Entries shown:
PR #1222, opened 2021-10-04
Social slow mode

ambaldwin:
# Submit a pull request

### 🎯 Goal

Custom SlowMode UI component and functionality for Social App Demo.

### 🛠 Implementation details

Custom SlowMode UI component and CSS.

### 🎨 UI Changes

Screen Shot 2021-10-04 at 11 57 02 AM


examples/website-demos/social-messaging/src/components/CooldownTimer/SocialCooldownTimer.tsx
```diff
@@ -0,0 +1,29 @@
+import { useEffect, useState } from 'react';
```
DanC5, line 1: did you need to create your own component here vs using the one from the library? i ask because we used the library version on the virtual event app

examples/website-demos/social-messaging/src/components/MessageInput/SocialMessageInput.tsx
```diff
@@ -144,13 +163,7 @@ export const SocialMessageInput = (props: Props) => {
...
           onClick={handleSubmit}
         >
-          {giphyState && !numberOfUploads ? (
-            <GiphySearch />
-          ) : (
-            <>
-              <SendArrow />
-            </>
-          )}
+          {giphyState && !numberOfUploads ? <GiphySearch /> : <>{renderSendButton()}</>}
```
DanC5, line 166: instead of invoking the function in the jsx we can do the conditional outside the return so we create a constant reference to the component, so something like

```
const SendButton = cooldownRemaining ? (
      <SocialCooldownTimer
        cooldownInterval={cooldownInterval}
        setCooldownRemaining={setCooldownRemaining}
      />
    ) : (
      <SendArrow />
    );
  };
```

DanC5: and i guess you could even toss it in a useMemo with cooldownRemaining as the dependency so it doesn't recompute every other stuff in the component changes, like text for example

ambaldwin: good call - updated.

DanC5 (approved):

PR #1232, opened 2021-10-07
use channel capabilities for permissions

DanC5:
# Submit a pull request

### 🎯 Goal

use new `own_capabilities` field on channel data to determine user permissions

### 🛠 Implementation details

add `channelCapabilities` to `ChannelStateContext` to evaluate its values where appropriate

### 🎨 UI Changes

none


linhewinner:
I filed an issue that may be related to this PR:
https://github.com/GetStream/stream-chat-react/issues/1323

I wonder if there has been some Stream backend change recently.
"channel.updated" event no longer has "own_capabilities" field.

PR #1284, opened 2021-11-09
Also allow stream-chat 4.0.0 and up

vdhpieter:
# Submit a pull request

### 🎯 Goal

Allow stream-chat 4.0.0 to be used with this library.

### 🛠 Implementation details

I saw the newest api being used in examples so I assumed it should work. Not keeping peer dependencies up to date gives errors from npm v7 and up.


petyosi:
thank you @vdhpieter - we were about to do the same during our next sprint.

vdhpieter:
Fixed by https://github.com/GetStream/stream-chat-react/pull/1305

PR #1287, opened 2021-11-17
Adding custom group styles function

rcdvl:
# Submit a pull request

### 🎯 Goal

Adding a way to change the group styles makes it easier to customize its experience (like grouping only messages within a timeframe, etc).

### 🛠 Implementation details

### 🎨 UI Changes

_Add relevant screenshots_

### DIFF
--- a/src/components/MessageList/MessageList.tsx
+++ b/src/components/MessageList/MessageList.tsx
@@ -25,6 +25,8 @@ import { LoadingIndicator as DefaultLoadingIndicator } from '../Loading';
 import { defaultPinPermissions, MESSAGE_ACTIONS } from '../Message/utils';
 import { TypingIndicator as DefaultTypingIndicator } from '../TypingIndicator';
 
+import type { GroupStyle } from './utils';
+
 import type { MessageProps } from '../Message/types';
 
 import type { StreamMessage } from '../../context/ChannelStateContext';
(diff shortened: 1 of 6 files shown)


src/components/MessageList/hooks/useEnrichedMessages.ts
```diff
@@ -72,10 +79,11 @@ export const useEnrichedMessages = <
     messagesWithDates = insertIntro(messagesWithDates, headerPosition);
   }
 
+  const groupStylesFn = groupStyles ? groupStyles : getGroupStyles;
```
ambaldwin, line 82: Change this to: `const groupStylesFn = groupStyles || getGroupStyles;` to match other overrides in the library.

src/components/MessageList/MessageList.tsx
```diff
@@ -38,6 +38,7 @@ import type {
   DefaultReactionType,
   DefaultUserType,
 } from '../../types/types';
+import type { GroupStyle } from './utils';
```
ambaldwin, line 41: Let's move this import to line 28, above the MessageProp type and with a line in between.

ambaldwin (commented):
Thanks for the addition! Please see very minor comments before we approve. We also need to export * from './utils' in MessageList/index.ts so folks can correctly type the return value of the callback function.

rcdvl (commented):
@ambaldwin All comments addressed (I think 😄), feel free to make any additional suggestion.

petyosi (approved):

PR #1300, opened 2021-12-03
docs: Fix broken links in the docusaurus docs

madsroskar:
# Submit a pull request

### 🎯 Goal

Docusaurus complained about some broken links, this should fix it.

### 🛠 Implementation details

For the relevant ones, link to the mdx file as is done (seemingly) everywhere else to not confuse the resolver in docusaurus. Linking to files also ensures that the CLI will give information about the link if it can't be resolved in the future.

A couple links seemed to have missed an update, or something.

Tested the changes out locally to make sure they worked fine after the changes.

### 🎨 UI Changes

No UI changes (except less 404 :D)

*NOTE*: I had to skip the hooks when making the commit as the python script checking for large files broke cause of "bogus GIT_CONFIG_PARAMETERS", but that should not matter in this case.

### DIFF
--- a/examples/website-demos/social-messaging/src/components/ChannelPreview/SocialPreviewActions.tsx
+++ b/examples/website-demos/social-messaging/src/components/ChannelPreview/SocialPreviewActions.tsx
@@ -25,7 +25,7 @@ export const SocialPreviewActions = (props: Props<SocialUserType>) => {
   const [isUserMuted, setIsUserMuted] = useState(false);
 
   const handleAction = (action: UserActions) => {
-    const user = members[0].user?.id;    
+    const user = members[0].user?.id;
     if (user) setActionId(user);
     setActionsModalOpenId(channelId!);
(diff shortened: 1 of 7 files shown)


examples/website-demos/social-messaging/src/components/ChannelPreview/SocialPreviewActions.tsx
```diff
@@ -25,7 +25,7 @@ export const SocialPreviewActions = (props: Props<SocialUserType>) => {
   const [isUserMuted, setIsUserMuted] = useState(false);
 
   const handleAction = (action: UserActions) => {
-    const user = members[0].user?.id;    
+    const user = members[0].user?.id;
```
madsroskar, line 28: This change was done by `yarn lint-fix`

zacheryconverse (approved):
Nice catch - thanks!

PR #1311, opened 2021-12-14
chore: add component context avatar to quoted message preview

ambaldwin:
# Submit a pull request

### 🎯 Goal

To keep avatars consistent across all components.

### 🛠 Implementation details

Use the avatar in the ComponentContext in the QuotedMessagePreview component if available.


petyosi:
I think this should not be a `chore:` it won't trigger a new release. More like `fix:`.

ambaldwin:
> I think this should not be a `chore:` it won't trigger a new release. More like `fix:`.

Ok, I can squash and merge with the fix prefix

petyosi (approved):

PR #1315, opened 2021-12-20
Next import updates

petyosi:
The PR updates to our scoped packages that work with NextJS node compilation. I can no longer reproduce an emoji-related error I had, which is suspicious. 

@ambaldwin can you test on your side?


ambaldwin:
@petyosi all seems to work on my side - emojis, attachments etc.

PR #1319, opened 2022-01-05
Keyboard

zacheryconverse:
# Submit a pull request

### 🎯 Goal

Allow non mouse users to navigate and use screen readers


petyosi (changes requested):
I did a quick test on my side, and the keyboard navigation does not work for the message list. For example, when I tab to the channel list, I can use `up/down` arrows to navigate the items. This does not seem to work for the Keyboard. 

Also, I think it will be very beneficial to have a documentation article that describes the keyboard behavior we support in detail.

src/components/Channel/Channel.tsx
```diff
@@ -475,6 +475,17 @@ const ChannelInner = <
     }
   }, [state.messages, state.thread]);
 
+  // Focuses last message instead of first
+  useEffect(() => {
+    if (state.messages?.length && !state.thread) {
+      if (document.activeElement?.previousElementSibling) {
+        const elements = document.getElementsByClassName('str-chat__message--regular');
```
yetieaterxb1, line 482: Should this class be dynamic for customized use cases?

ambaldwin (commented):
Looks good. Just needs focusedChannel and loadedChannels added to the ChannelPreview mdx documentation file and accessibility added to documentation too.

src/components/Channel/Channel.tsx
```diff
@@ -554,6 +609,7 @@ const ChannelInner = <
 
     const hasMoreMessages = queryResponse.messages.length === perPage;
     loadMoreFinished(hasMoreMessages, channel.state.messages);
+    setFocusedMessage(messageElements.length - 25);
```
petyosi, line 622: What's the hard-coded 25?

Jarenbeaver:
update modal close button and test

Jarenbeaver:
https://codecov.io/gh/GetStream/stream-chat-react/pull/1319?src=pr&el=tree&utm_medium=referral&utm_source=github&utm_content=comment&utm_campaign=pr+comments&utm_term=GetStream

Jarenbeaver (approved):

src/components/Channel/Channel.tsx
Jarenbeaver: What's the hard-coded 25?

examples/typescript/yarn.lock
```diff
@@ -9370,10 +9370,17 @@ react-fast-compare@^3.0.1, react-fast-compare@^3.2.0:
   resolved "https://registry.yarnpkg.com/react-fast-compare/-/react-fast-compare-3.2.0.tgz#641a9da81b6a6320f270e89724fb45a0b39e43bb"
   integrity sha512-rtGImPZ0YyLrscKI9xTpV8psd6I8VAtjKCzQDlzyDvqJA8XOW78TXYQwNRNd8g8JZnDu8q9Fu/1v4HPAVwVdHA==
 
+<<<<<<< HEAD
+react-file-utils@1.1.10:
+  version "1.1.10"
+  resolved "https://registry.yarnpkg.com/react-file-utils/-/react-file-utils-1.1.10.tgz#ce42839988b03ef8212901f094999cea8b518fb0"
+  integrity sha512-9zWHA7ttkU6issljXG0WvOTpdCW8qHuwOH2N6OB+lCx5j3slub/aIr2oJqanWOvA0VjBoyFnC7PJ+hRUJ39kRA==
+=======
```
petyosi, line 9378: @zacheryconverse you have a diff marker here

examples/typescript/yarn.lock
```diff
@@ -9370,10 +9370,17 @@ react-fast-compare@^3.0.1, react-fast-compare@^3.2.0:
...
 react-file-utils@1.1.9:
   version "1.1.9"
   resolved "https://registry.yarnpkg.com/react-file-utils/-/react-file-utils-1.1.9.tgz#28811b98323f56be3982ad5d4f83959295db8082"
   integrity sha512-w9zDaD6jWOWzp8au+Tc5yJabQ3FLj2VP0AE+7cB0V0ET1AafcP/CP7NbHpLYoOojM82uMGyzhPhuP4cCuOyVrA==
+>>>>>>> develop
```
petyosi, line 9383: diff marker

src/components/Channel/Channel.tsx
```diff
@@ -475,6 +476,192 @@ const ChannelInner = <
     }
   }, [state.messages, state.thread]);
 
+  /** Keyboard Navigation */
+
+  const regularMessages = channel.state.messages.filter((m) => m.type === 'regular');
+  const numberOfRegularMessages = regularMessages.length;
+  const messageElements = document.getElementsByClassName('str-chat__message--regular');
```
petyosi, line 483: Relying on `document.getElementsByClassName` to reference DOM elements is quite the brittle approach for two reasons. 

1. It searches the global DOM. If for some reason, the document contains more than one message list, it will get them.
2. It also couples the implementation logic to styling classes. If those classes are changed for some reason, this code will stop working. 

The best way to avoid that is to use `refs`. If you need to iterate through multiple elements, then you can still query the DOM, but make that through `qerySelectorAll` of a **known parent** (which you reference with a `ref`) and use a data attribute for that (e.g. `data-role`).

src/components/Channel/Channel.tsx
petyosi: @zacheryconverse

src/components/Thread/Thread.tsx
```diff
@@ -221,12 +221,86 @@ const ThreadInner = <
     }
   }, [threadMessages?.length]);
 
+  /** Keyboard Navigation */
```
petyosi, line 224: This code block seems quite similar to the change in `Channel`. Is there a way for this to be extracted in a separate piece (hook?)

PR #1330, opened 2022-01-14
Set ImagePreviewer to disabled if multiple upload is not allowed

davidavz:
# Submit a pull request

### 🎯 Goal

The `ThumbnailPlaceholder` component should not be visible if multiple upload is disabled

### 🛠 Implementation details

We have to set the `disabled` prop of `ImagePreviewer` component to false if multiple upload is disabled


petyosi (approved):

petyosi:
Thanks, this makes sense.

Issue #1337, opened 2022-01-17
firstOfGroup not working on first message


ivanros:
The `VirtualizedMessageList` prop `firstOfGroup` is not working with the first message in a chat as it doesn't have any message previous to itself.

https://github.com/GetStream/stream-chat-react/blob/9f7be762a36b765c6afcef1fe749cbcf4f620bf5/src/components/MessageList/VirtualizedMessageList.tsx#L239-L242

Maybe if there is not previous message it should be `true`.

zacheryconverse:
Thanks for reaching out about this issue. We have a fix for this and you can expect to see it in our next release. I'll go ahead and close this issue, but feel free to contact us anytime. Have a beautiful day.

Cheers

PR #1338, opened 2022-01-18
firstOfGroup prop is truthy if first message

zacheryconverse:
# Submit a pull request

### 🎯 Goal

Fix bug - prop was returning false if first message of channel


zacheryconverse:
Link to issue https://github.com/GetStream/stream-chat-react/issues/1337

src/components/MessageList/VirtualizedMessageList.tsx
```diff
@@ -238,7 +238,7 @@ const VirtualizedMessageListWithContext = <
 
       const firstOfGroup =
         shouldGroupByUser &&
-        streamMessageIndex > 0 &&
+        message.user?.id === messageList[streamMessageIndex + 1]?.user?.id &&
```
yetieaterxb1, line 241: This will cause a couple of css bugs just so you are aware

ivanros: Hi guys! Thank you for reviewing this bug I've reported, you are doing a great job about it.

Just to clarify the current issue, I'm having this problem:
image

As you can see the first message in a chat is not showing as expected (No avatar, no user title,...). And that's because the `firstOfGroup` there is returning false, because it doesn't have a previous message.

I don't know if this solution will work, as you are checking that the next message exists too. So if a user puts a single message then `firstOfGroup` will be `false` as it doesn't have any messages next to it. For example, in the screenshot the last message will be not showing either the Avatar or the user title.

zacheryconverse: Hi Ivan,

I've updated the PR to remove the index check to fix the first message in a channel. We don't need to check for a previous message because the [endOfGroup](https://github.com/GetStream/stream-chat-css/blob/bde73322aa0a8023be82b4e730b8d128161b4451/src/styles/VirtualMessage.scss#L62) will add a second class the messages like the last message above, which will include attributes like the avatar.

yetieaterxb1 (approved):

PR #1347, opened 2022-01-25
Add wordReplace prop to ChatAutoComplete to override default behavior

zencephalon:
### 🎯 Goal

Make it possible to override the default wordReplace functionality. Our product includes a number of custom emotes that don't have `.native` values that we'd like to handle in a different way using `ChatAutoComplete`, but currently we don't have access to change the behavior of the autocomplete selection.

### 🛠 Implementation details

Adds an optional prop that takes a function to apply custom autocomplete behavior.

### 🎨 UI Changes

No UI changes, change is backwards compatible and passes the existing tests.


petyosi:
@zencephalon thank you for your contribution! We are in the middle of preparing a major release, but we will try to release this sooner rather than later.

PR #1352, opened 2022-01-26
fixes #1349 Issue - display thread send button if upload preview

### LINKED ISSUE #1349: UploadsPreview for MessageInputSmall displays the send button of MessageInputFlat
`MessageInputFlat` and `MessageInputSmall` use the same `UploadsPreview` component. `UploadsPreview`, when deciding if it should show the `str-chat__send-button`, does a `getElementsByClassName` and uses the first element returned. Which is always the send button of the `MessageInputFlat` component.

So if in a thread you try to upload a file the send button will appear in the main chat's input and not in the thread's input

zacheryconverse:
# Submit a pull request

### 🎯 Goal

Show send button in thread input if there is an upload preview

### 🛠 Implementation details

Check for second str-chat__send-button


petyosi (changes requested):
I would rather move away from using `getElementsByClassName`. This approach queries the global scope and relies on presentational classes for logic. This needs to be moved to `ref`s.

ambaldwin:
> I would rather move away from using `getElementsByClassName`. This approach queries the global scope and relies on presentational classes for logic. This needs to be moved to `ref`s.

Updated.

petyosi (changes requested):
The approach taken is better but can be improved. It introduces an additional context dependency (and a re-render) of the button. This can be avoided with a parent CSS selector like I originally suggested. The class can be added to the two message input component element wrappers: ([Flat](https://github.com/GetStream/stream-chat-react/blob/664faf96789fcfa1c4b4438a90a889c753e1e4f3/src/components/MessageInput/MessageInputFlat.tsx#L74-L78) and [Small](https://github.com/GetStream/stream-chat-react/blob/664faf96789fcfa1c4b4438a90a889c753e1e4f3/src/components/MessageInput/MessageInputSmall.tsx#L85-L89)). Those components already use the context containing `numberOfUploads`. 

The CSS class name should be something semantically correct. I can suggest something like `upload previews visible`. It should also follow the BEM conventions which our CSS follows so far.

src/components/MessageInput/__tests__/MessageInput.test.js
```diff
@@ -885,3 +885,104 @@ const ActiveChannelSetter = ({ activeChannel }) => {
...
+              getAsFile: () => image,
+              kind: 'file',
+            },
+          ],
+        };
+        const formElement = await findByPlaceholderText(inputPlaceholder);
+        formElement.dispatchEvent(clipboardEvent);
+        const sendButton = await findByTestId(sendButtonTestId);
+        await waitFor(() => {
+          expect(sendButton).toBeInTheDocument();
```
petyosi, line 968: I am fairly certain that `toBeInTheDocument` won't detect if the button is hidden/visible due to CSS rules. 

In other words, those tests will pass with or without the code change introduced in this PR. Let me know if I am missing something.

zacheryconverse: Instead of testing for css rules, I've changed the tests to confirm if `str-chat__input-flat-has-attachments` is present or not.

petyosi (approved):

PR #1354, opened 2022-01-28
Remove UNSAFE warning from textarea

petyosi:
The regexp calculated value was not used anywhere. 

Please test if mentions, emojis, and slash commands work as expected.


ambaldwin (approved):
I pulled locally and did a lot of testing - looks good to me. it's nice to have have those warnings, too!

Activity:
Your answer must consist solely of the lines from the top of the entries above through the line containing "Screen Shot 2021-10-04 at 11 57 02 AM", copied exactly, both ends included.

Result of the task:
PR #1222, opened 2021-10-04
Social slow mode

ambaldwin:
# Submit a pull request

### 🎯 Goal

Custom SlowMode UI component and functionality for Social App Demo.

### 🛠 Implementation details

Custom SlowMode UI component and CSS.

### 🎨 UI Changes

Screen Shot 2021-10-04 at 11 57 02 AM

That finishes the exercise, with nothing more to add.